▶ Task
Return the data that follows exactly. Include every line.

▶ Information supplied

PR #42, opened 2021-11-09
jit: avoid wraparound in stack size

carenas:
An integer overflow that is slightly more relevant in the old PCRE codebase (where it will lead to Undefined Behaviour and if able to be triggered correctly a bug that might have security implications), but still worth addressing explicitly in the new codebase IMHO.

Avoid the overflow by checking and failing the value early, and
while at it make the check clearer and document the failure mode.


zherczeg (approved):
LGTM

▶ Result of the exercise
PR #42, opened 2021-11-09
jit: avoid wraparound in stack size

carenas:
An integer overflow that is slightly more relevant in the old PCRE codebase (where it will lead to Undefined Behaviour and if able to be triggered correctly a bug that might have security implications), but still worth addressing explicitly in the new codebase IMHO.

Avoid the overflow by checking and failing the value early, and
while at it make the check clearer and document the failure mode.


zherczeg (approved):
LGTM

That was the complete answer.